Segment Open

PR #746, opened 2022-10-21
Refactor/change query fields

### LINKED ISSUE #745: change the firebase query of assign task middleware
- Previously it was decided that we will store level and category of a task in a object named `taskLevel` as follows

```
taskLevel: {
  category: react,
  level: 2
}
```

but it makes more sense to store `category` and `level` separately on every tasks instead of putting it in an object,

- Our middleware currently makes a query based on the Object data type, we need to change that

vinayak-trivedi:
closes #745


middlewares/validators/tasks.js
```diff
@@ -77,6 +84,13 @@ const updateTask = async (req, res, next) => {
           [NEELAM]: joi.number().optional(),
         })
         .optional(),
+      taskLevel: joi
+        .object()
+        .keys({
+          category: joi.string().optional(),
+          level: joi.number().optional(),
+        })
+        .optional(),
```
rohan09-raj, line 93: This should also be fixed as we are not using `taskLevel` object anymore, category and level should be individually validated.

vinayak-trivedi: I don't know why it's there, I pulled Muralidhar's PR some days back so I think when I created a new branch, those changes still were there, let me remove it

rohan09-raj (dismissed):
LGTM 💯 💯

middlewares/assignTask.js
```diff
@@ -4,7 +4,7 @@ const tasks = firestore.collection("tasks");
 
 const assignTask = async function (req, res) {
   try {
-    const { task } = await fetchSkillLevelTask("frontend", 1);
+    const { task } = await fetchSkillLevelTask("FRONTEND", 1);
```
shubham-y, line 7: Can you please explain why are we passing skill `FRONTEND` by default?

shubham-y: Also, I think it will be better to import it to from constants

vinayak-trivedi: it is hard coded for now, it will come from the frontend when we have skills in the user object

shubham-y: Got it. As discussed, please add a comment in code for now

shubham-y (dismissed):
LGTM 👍

middlewares/assignTask.js
```diff
@@ -4,7 +4,8 @@ const tasks = firestore.collection("tasks");
 
 const assignTask = async function (req, res) {
   try {
-    const { task } = await fetchSkillLevelTask("frontend", 1);
+    // this hardcoded value will be removed once we have user skill
```
ankushdharkar, line 7: Should this be having a ticket @vinayak-trivedi?

models/tasks.js
```diff
@@ -195,9 +195,9 @@ const fetchUserTasks = async (username, statuses = [], field, order) => {
 
 const getNewTask = async (skill, level) => {
   const task = await tasksModel
-    .where("taskLevel.category", "==", skill)
-    .where("taskLevel.level", ">=", level)
-    .where("taskLevel.level", "<=", level + 2)
+    .where("category", "==", skill)
+    .where("level", ">=", level)
+    .where("level", "<=", level + 2)
     .where("status", "==", "AVAILABLE")
```
ankushdharkar, line 201: These values should ideally come from a constants file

Segment Closed

| Goal of the exercise |
Go over the data above and copy every line that has the word "query" in it.

| Solution for this problem |
Refactor/change query fields
### LINKED ISSUE #745: change the firebase query of assign task middleware
- Our middleware currently makes a query based on the Object data type, we need to change that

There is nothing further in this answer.